7. A method of forming a semiconductor structure comprising:

providing a semiconductor substrate;

forming first recesses in the semiconductor substrate;

deepening and laterally widening the first recesses to form enlarged deep STI regions;

filling the enlarged deep STI regions with a dielectric material; and

forming at least one buried power rail (BPR) inside the dielectric material in the enlarged deep STI regions.

8. The method of claim 7, further comprising flipping the semiconductor substrate upside down and forming a nano through-silicon via (nTSV) through at least a portion of the semiconductor substrate, the nTSV contacting the at least one BPR.

9. The method of claim 8, wherein forming the nTSV further comprises thinning down the semiconductor substrate to create a substrate layer and depositing an inter-level-dielectric (ILD) layer on top of the substrate layer.

10. The method of claim 9, wherein forming the nTSV further comprising forming an nTSV opening through the ILD layer and the substrate layer to expose a bottom portion of the at least one BPR, via a patterning process, and filling the nTSV opening with one or more conductive materials to form the nTSV.

11. The method of claim 7, wherein laterally widening the first recesses comprises wet etching the first recesses to form the enlarged deep STI regions that have a sigma shape or a hexagon shape, and that have a first width at near a top thereof and a second width at near a middle portion thereof with the second width being larger than the first width.

12. The method of claim 7, further comprising, before forming the first recesses in the semiconductor substrate, forming a plurality of fin-sets on top of the semiconductor substrate including fin-sets for p-type field-effect-transistors (FETs) and fin-sets for n-type FETs, wherein the first recesses are formed between two fin-sets for a same type of FET.

13. The method of claim 12, further comprising forming the p-type FETs and the n-type FETs and forming a via-to-BPR contact to connecting the at least one BPR to at least one of the p-type FETs and the n-type FETs.

14. The method of claim 13, further comprising forming a middle-of-line (MOL) layer over the p-type and n-type FETs, back-end-of-line (BEOL) layers over the MOL layer, and wafer bonding a carrier wafer onto a top of the BEOL layers.

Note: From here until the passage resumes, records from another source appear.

PR #1594, opened 2023-06-25
Only give child comments colored borders

SleeplessOne1917:


jsit:
Heh -- I think maybe that's what this old `hasPadding` thing was for (I forget the name of the var):

Screenshot 2023-06-25 at 3 31 46 PM

Also, I wonder about this -- it makes it a little less clear (to me) that this is a reply:

Screenshot 2023-06-25 at 3 33 23 PM

versus this:

Screenshot 2023-06-25 at 3 34 19 PM

SleeplessOne1917:
> it makes it a little less clear (to me) that this is a reply:

I think it's clearer. Top level comments have no border while replies do.

jsit (approved):

jsit:
It would be nice if the first-level children didn't have a `ms-2` on them, but not a big deal.

Issue #1595, opened 2023-06-25
Put body text behind a toggle on post listing pages


jsit:
### Requirements

- [X] This is a feature request and not a bug report. Otherwise, please create a new [bug report](https://github.com/LemmyNet/lemmy-ui/issues/new?assignees=&labels=bug%2Ctriage&projects=&template=BUG_REPORT.yml) instead.
- [X] Please [check](https://github.com/LemmyNet/lemmy-ui/issues) to see if this request (or a similar one) already exists.
- [X] It's a single feature. Please don't request multiple features in one issue.

### Describe the feature you'd like

Put body text behind a toggle on post listing pages. This will save vertical space and allow more posts to be shown.

jsit:
Fixed in #1596

PR #1596, opened 2023-06-25
feat(UI): Always put post body behind toggle on post listings

jsit:
Completes #1595

Thoughts on this? The body showing up in post listings was occupying a lot of vertical space, and from the sound of it, people don't like this.

With this PR:

1. On a Listing Page (home/community), there is an expand/collapse icon next to the title that will show both (a) the post body, and (b) the link preview card
2. On a Post Page, the link preview card always shows (if there is one). **There is no plus/minus expand/collapse icon on the post page.*

### Listing Page Unexpanded

Screenshot 2023-06-26 at 8 14 41 PM

### Listing Page Expanded

Screenshot 2023-06-26 at 8 14 54 PM

### Post Page Unexpanded

Screenshot 2023-06-26 at 8 14 30 PM

### DIFF
--- a/src/shared/components/post/post-listing.tsx
+++ b/src/shared/components/post/post-listing.tsx
@@ -1226,12 +1226,12 @@ export class PostListing extends Component<PostListingProps, PostListingState> {
                 value={this.state.banReason}
                 onInput={linkEvent(this, this.handleModBanReasonChange)}
               />
-              <label className="col-form-label" htmlFor={`mod-ban-expires`}>
+              <label className="col-form-label" htmlFor="mod-ban-expires">
                 {I18NextService.i18n.t("expires")}
               </label>
               <input
                 type="number"
-                id={`mod-ban-expires`}
+                id="mod-ban-expires"
                 className="form-control me-2"
                 placeholder={I18NextService.i18n.t("number_of_days")}
                 value={this.state.banExpireDays}
--- a/src/shared/components/post/post-listing.tsx
+++ b/src/shared/components/post/post-listing.tsx
@@ -1115,7 +1115,7 @@ export class PostListing extends Component<PostListingProps, PostListingState> {
             this.creatorIsMod_ &&
             (!this.state.showConfirmTransferCommunity ? (
               <button
-                className="btn btn-link btn-animate text-muted py-0 dropdown-item"
+                className="btn btn-link btn-animate text-muted py-0"
                 onClick={linkEvent(
                   this,
                   this.handleShowConfirmTransferCommunity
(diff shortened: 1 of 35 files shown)


SleeplessOne1917 (approved):
I prefer it without the body preview.

jsit:
Waiting to hear from @alectrocute @dessalines

alectrocute:
@jsit Which one’s the post body toggle? The book icon? It’s not immediately clear to me how to preview the body. Maybe that’s something that can be addressed in this PR?

Either way, I don’t like the post body previews either.

jsit:
@alectrocute Yeah, I'd like to get it right in this PR. With images, there's a plus button. It seems like there are three things that need a button:

1. Expand image
2. Expand body
3. Show link preview text

Which button should we use for each of these, and where should it be? Should they all be the same?

jsit:
@alectrocute It might be best to get rid of that "book" icon (was always confusing to me) and put everything behind a "plus/minus" icon.

alectrocute:
> @alectrocute Yeah, I'd like to get it right in this PR. With images, there's a plus button. It seems like there are three things that need a button:
> 
> 1. Expand image
> 2. Expand body
> 3. Show link preview text
> 
> Which button should we use for each of these, and where should it be? Should they all be the same?

Yep, right now it's all in `PostListing`'s `thumbnail()` return. It'd be nice to refactor that, make it a lot simpler and have it be responsible for text-only post body previews (or just expand the whole entire body, why not?) as well as image, video, embed (eg. YouTube) previews.

The book icon should probably be sunset. It doesn't even have a tooltip/label.

alectrocute:
It would give me great joy to see `PostListing` be refactored and greatly simplified.

jsit:
@alectrocute I've been focusing on it a lot, it's definitely needs to be broken up.

jsit:
@alectrocute @SleeplessOne1917 Changed the behavior here and updated the description to show that.

src/shared/components/post/post-listing.tsx
```diff
@@ -1780,6 +1755,10 @@ export class PostListing extends Component<PostListingProps, PostListingState> {
     setupTippy();
   }
 
+  // handleShowPreview(i: PostListing) {
```
SleeplessOne1917, line 1758: Any reason to keep this commented out function?

jsit: Ah, no -- was planning ahead. Deleted.

alectrocute (approved):

jsit:
@alectrocute @SleeplessOne1917 One final though -- on a Post page, do we *want* the "preview card" to be behind an expand click? Or could we just always show it?

dessalines:
> do we want the "preview card" to be behind an expand click? Or could we just always show it?

IMO the metadata-card should always be shown on the post page, and doesn't need a button.. For example, in github release posts (where I usually have a link, but no post body), the metadata-card automatically shows a few lines of the changelog. Metadata cards aren't usually that tall, and should be summaries. IMO we shouldn't really care too much about vertical height on the post page, because post bodies can already be really long.

This was already referenced, but yes these two buttons conflict, and its not especially clear which one does which:

Screenshot_2023-06-26-15-03-26-072_mark via gp

jsit:
@dessalines Great, thanks for the feedback. I'll work on this PR a bit to get things to work the way you described.

jsit:
@dessalines @alectrocute I've changed the behavior and updated the description. The expand/collapse button will only show on "listing" pages, and will show both the post body and the link preview card.

dessalines (approved):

15. A semiconductor structure comprising:

a substrate layer; and

a plurality of buried power rails (BPRs) embedded in a plurality of laterally enlarged deep shallow-trench-isolation (STI) regions inside the substrate layer, wherein the plurality of BPRs is isolated from the substrate layer, respectively, by the plurality of laterally enlarged deep STI regions.

16. The semiconductor structure of claim 15, further comprising a plurality of through-silicon vias (TSVs) formed in the substrate layer, wherein a bottom portion of the TSVs contacting a bottom portion of the BPRs, wherein the bottom portion of the TSVs is fully surrounded by the laterally enlarged deep STI regions.

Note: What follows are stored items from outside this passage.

PR #1597, opened 2023-06-25
feat(UI): Make post listing (icon) avatars smaller (line-height)

jsit:
Need opinions on this. This will reduce some visual noise and also tighten things up vertically a little.

## Before

Screenshot 2023-06-25 at 4 37 21 PM

## After

Screenshot 2023-06-26 at 6 06 42 PM
Screenshot 2023-06-26 at 6 09 19 PM

### DIFF
--- a/src/shared/components/common/pictrs-image.tsx
+++ b/src/shared/components/common/pictrs-image.tsx
@@ -39,7 +39,7 @@ export class PictrsImage extends Component<PictrsImageProps, any> {
             "img-expanded slight-radius":
               !this.props.thumbnail && !this.props.icon,
             "img-blur": this.props.thumbnail && this.props.nsfw,
-            "rounded-circle img-cover img-icon me-2": this.props.icon,
+            "img-cover img-icon me-1": this.props.icon,
             "ms-2 mb-0 rounded-circle img-cover avatar-overlay":
               this.props.iconOverlay,
             "avatar-pushup": this.props.pushup,
--- a/src/shared/components/post/post-listing.tsx
+++ b/src/shared/components/post/post-listing.tsx
@@ -106,6 +106,7 @@ interface PostListingProps {
   siteLanguages: number[];
   showCommunity?: boolean;
   showBody?: boolean;
+  hideAvatars?: boolean;
   hideImage?: boolean;
   enableDownvotes?: boolean;
   enableNsfw?: boolean;
@@ -397,7 +398,10 @@ export class PostListing extends Component<PostListingProps, PostListingState> {
     const post_view = this.postView;
     return (
       <span className="small">
-        <PersonListing person={post_view.creator} />
+        <PersonListing
+          person={post_view.creator}
+          hideAvatar={this.props.hideAvatars}
+        />
         {this.creatorIsMod_ && (
           <span className="mx-1 badge text-bg-light">
             {I18NextService.i18n.t("mod")}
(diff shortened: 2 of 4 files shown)


SleeplessOne1917 (approved):
I think it looks better. Waiting for others' feedback before merge.

alectrocute (approved):
I think it looks better, too.

jsit:
@alectrocute @SleeplessOne1917 This feels like a relatively large decision, should we wait for @dessalines to weigh in?

alectrocute:
> @alectrocute @SleeplessOne1917 This feels like a relatively large decision, should we wait for @dessalines to weigh in?

Yep, let’s do.

dessalines:
I am going to dissent and say I don't like it too much. What I discovered in playing around with this in jerboa, was that the icon size was actually more important in making things look cleaner: Right now, they're wayy too big in lemmy-ui. In jerboa they're properly sized to the text, and it makes a lot of difference.

post list-view: 

Screenshot_2023-06-26-15-13-23-905_com jerboa

post card-view:

Screenshot_2023-06-26-15-16-49-006_com jerboa

And it smartly hides the community icon on the community page.

The other thing is that icons, even if they're tiny, really help with instant recognition of users and communities. When you have icons in one place but not the other, its throws that off.

jsit:
@dessalines I hear you -- glad to have gotten your feedback on this before merging. Would it be a welcome PR to make them a little smaller in the post list view?

alectrocute:
> @dessalines I hear you -- glad to have gotten your feedback on this before merging. Would it be a welcome PR to make them a little smaller in the post list view?

We should definitely at least make the avatars line-height IMO.

dessalines:
@jsit it'd be a good idea to make them match the text line height closely everywhere (except the tops of the profile and community pages).

jsit:
@alectrocute @dessalines I've restored the icon size, and made the height/width equal to one line height. Updated screenshots in description.

SleeplessOne1917 (changes requested):
> I've restored the icon size, and made the height/width equal to one line height. Updated screenshots in description.

I think you might have borked a merge, because only code changes I see in the PR currently is passing `hideAvatars` throught post listings.

jsit:
@SleeplessOne1917 Oops you're right, I forgot to push. Should be good now.

src/shared/components/common/pictrs-image.tsx
```diff
@@ -39,7 +39,7 @@ export class PictrsImage extends Component<PictrsImageProps, any> {
             "img-expanded slight-radius":
               !this.props.thumbnail && !this.props.icon,
             "img-blur": this.props.thumbnail && this.props.nsfw,
-            "rounded-circle img-cover img-icon me-2": this.props.icon,
```
SleeplessOne1917, line 42: There`s an `me-` without a number at the end of the classnames.

src/shared/components/post/post-listing.tsx
```diff
@@ -106,6 +106,7 @@ interface PostListingProps {
   siteLanguages: number[];
   showCommunity?: boolean;
   showBody?: boolean;
+  smallAvatars?: boolean;
```
SleeplessOne1917, line 109: Do you have more changes you forgot to push? `smallAvatar` is defined as a prop but not passed in anywhere. I'm assuming there are also supposed to be changes to person and community listings that this prop gets passed down to.

SleeplessOne1917 (changes requested):

src/shared/components/common/pictrs-image.tsx
jsit: It's a `1`; the color contrast might have gotten you here

src/shared/components/post/post-listing.tsx
jsit: Missed that one, thanks. Removed and pushed.

alectrocute:
Super excited for this PR. Thanks @jsit

SleeplessOne1917 (approved):

PR #1617, opened 2023-06-26
Add `InboxService` to handle unread notification state

alectrocute:
Hi Lemdevs!

This PR:

- Add `InboxService` to handle source of truth for state related to unread notifications

Thanks!


src/shared/components/app/navbar.tsx
```diff
@@ -443,67 +429,16 @@ export class Navbar extends Component<NavbarProps, NavbarState> {
...
   }
 
-  get unreadApplicationCount(): number {
-    if (this.state.unreadApplicationCountRes.state == "success") {
-      const data = this.state.unreadApplicationCountRes.data;
-      return data.registration_applications;
-    } else {
-      return 0;
-    }
+  get unreadApplicationCount() {
```
dessalines, line 440: You can remove these three `get` functions, and just reference the `InboxService`

dessalines (commented):
Nice, this is much cleaner.

src/shared/components/person/inbox.tsx
```diff
@@ -786,6 +791,8 @@ export class Inbox extends Component<any, InboxState> {
         mentionsRes: { state: "empty" },
         messagesRes: { state: "empty" },
       });
+
+      InboxService.fetchUnreadCounts();
```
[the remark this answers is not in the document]
alectrocute: I'm pretty sure this one's important, to get the latest unread count to the navbar when you click the "Mark all as read" button.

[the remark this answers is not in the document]
dessalines: Ah okay, for some reason I thought this was run on initial fetch.

dessalines:
@alectrocute That's because we're not re-fetching that on a mark as read action. We're only currently re-fetching that periodically every 30 seconds. We probably should tho.

alectrocute:
> @alectrocute That's because we're not re-fetching the unreads on a mark as read action. We're only currently re-fetching that periodically every 30 seconds. We probably should tho.

No, no. Sorry, let me re-explain. In the video I attached above, there *is* a call to re-fetch the counts upon clicking the mark as read button. It's updating, but the `navbar` doesn't re-render. If I click anywhere on the page, it re-renders.

dessalines:
I'm guessing because the unread counts are no longer in the navbar's state, so it has no idea that an update occurred. You might have to have these unread counts as observables, and subscribe to them in the navbar's `componentDidMount`

src/shared/services/InboxService.ts
```diff
@@ -17,11 +18,20 @@ export class InboxService {
...
     this.unreadInboxCountRes = { state: "empty" };
     this.unreadReportCountRes = { state: "empty" };
     this.unreadApplicationCountRes = { state: "empty" };
 
+    this.observable = new Observable(s => {
+      this.subscriber = s;
+    });
+
+    this.subscriber = null;
+
```
alectrocute, line 34: This feels so... wrong.

src/shared/components/app/navbar.tsx
```diff
@@ -44,6 +44,12 @@ export class Navbar extends Component<NavbarProps, NavbarState> {
     this.handleOutsideMenuClick = this.handleOutsideMenuClick.bind(this);
   }
 
+  componentWillMount(): void {
+    InboxService.observable.subscribe(() => {
+      this.render();
```
alectrocute, line 49: Trying to get things to re-render here. It's not working still.

dessalines: Its more that on the initial `componentDidMount` , it would need to subscribe to each of those observables, and this would need a state to observe them. 

Observers are just one way of sharing state between non-parent-child components, some others are mentioned here that might be cleaner: https://stackoverflow.com/questions/38901106/how-to-make-a-shared-state-between-two-react-components

dessalines:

17. The semiconductor structure of claim 16, wherein the plurality of TSVs is embedded in the substrate layer and sidewalls of the plurality of TSVs are fully surrounded by and isolated from the substrate layer by the laterally enlarged deep STI regions.

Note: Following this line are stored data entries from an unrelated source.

PR #1618, opened 2023-06-26
Remove thumbnail expand icon on `PostListing`'s `postTitleLine`

alectrocute:
Hi Lemdevs!

In this PR:

- Remove extra expand icon on `PostListing`'s `postTitleLine`
- Why would a user want to expand a thumbnail? It's a confusing button.

Screenshot 2023-06-26 at 2 33 39 PM

Thanks!

### DIFF
--- a/src/shared/components/post/post-listing.tsx
+++ b/src/shared/components/post/post-listing.tsx
@@ -482,26 +482,13 @@ export class PostListing extends Component<PostListingProps, PostListingState> {
               this.postLink
             )}
           </h5>
-          {(url && isImage(url)) ||
-            (post.thumbnail_url && (
-              <button
-                className="btn btn-sm text-monospace text-muted d-inline-block"
-                data-tippy-content={I18NextService.i18n.t("expand_here")}
-                onClick={linkEvent(this, this.handleImageExpandClick)}
-              >
-                <Icon
-                  icon={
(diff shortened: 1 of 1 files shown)


jsit:
> Why would a user want to expand a thumbnail? It's a confusing button.

Why wouldn't they? Isn't this only for image posts? Could be nice, rather than navigating to the domain where the image is hosted.

dessalines:
I agree, image expanding isn't really necessary for link posts. But it is for image posts, as that's essentially one of the best utilities of RES.

src/shared/components/post/post-listing.tsx
```diff
@@ -482,26 +482,13 @@ export class PostListing extends Component<PostListingProps, PostListingState> {
               this.postLink
             )}
           </h5>
-          {(url && isImage(url)) ||
-            (post.thumbnail_url && (
```
dessalines, line 486: I think all that's necessary is to remove the or condition. We do want to show an expando for image posts, just not for link posts.

jsit:
Should this be handled in #1596? I sense a conflict coming.

alectrocute:
I thought clicking the thumbnail *is* the expando for image posts?

dessalines:
> I thought clicking the thumbnail is the expando for image posts?

Oh yeah I forgot. In that case yep it makes sense to remove this. That'll help @jsit 's PR as it removes the conflicting icons.

PR #1620, opened 2023-06-26
Add space between cancel and ban button

pascaldevink:
When banning a user, the modal has two buttons: cancel and ban. These buttons are so close to each other that it's hard to see they are separate buttons.

By putting each button on their own row, there is more space between them.

Before:
CleanShot 2023-06-26 at 20 55 06

After:
CleanShot 2023-06-26 at 20 53 54


src/shared/components/person/profile.tsx
```diff
@@ -693,6 +693,7 @@ export class Profile extends Component<
             >
               {I18NextService.i18n.t("cancel")}
             </button>
```
dessalines, line 695: Just add mb-3 to the button, not adding a pointless row like this.

dessalines (changes requested):

jsit:
Rather than adding an empty div, put a margin bottom and display block on the existing button.

alectrocute (approved):

dessalines (approved):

18. The semiconductor structure of claim 17, wherein the laterally enlarged deep STI regions comprise flowable oxide, the plurality of TSV comprises one or more metal elements of W, Co, Ru, and Cu, and wherein the flowable oxide of the laterally enlarged deep STI regions directly contact the metal element of the plurality of TSVs at sidewalls thereof.

19. The semiconductor structure of claim 16, wherein at least one of the TSVs is misaligned with at least one of the BPRs, a first part of a bottom portion of the at least one of the TSVs contacts a bottom portion of the at least one of the BPRs, and a second part of the bottom portion of the at least one of the TSVs is covered by one of the laterally enlarged deep STI regions.

20. The semiconductor structure of claim 15, wherein the laterally enlarged deep STI regions have a first width at near a top thereof and a second width at near a middle portion thereof, wherein the second width being larger than the first width.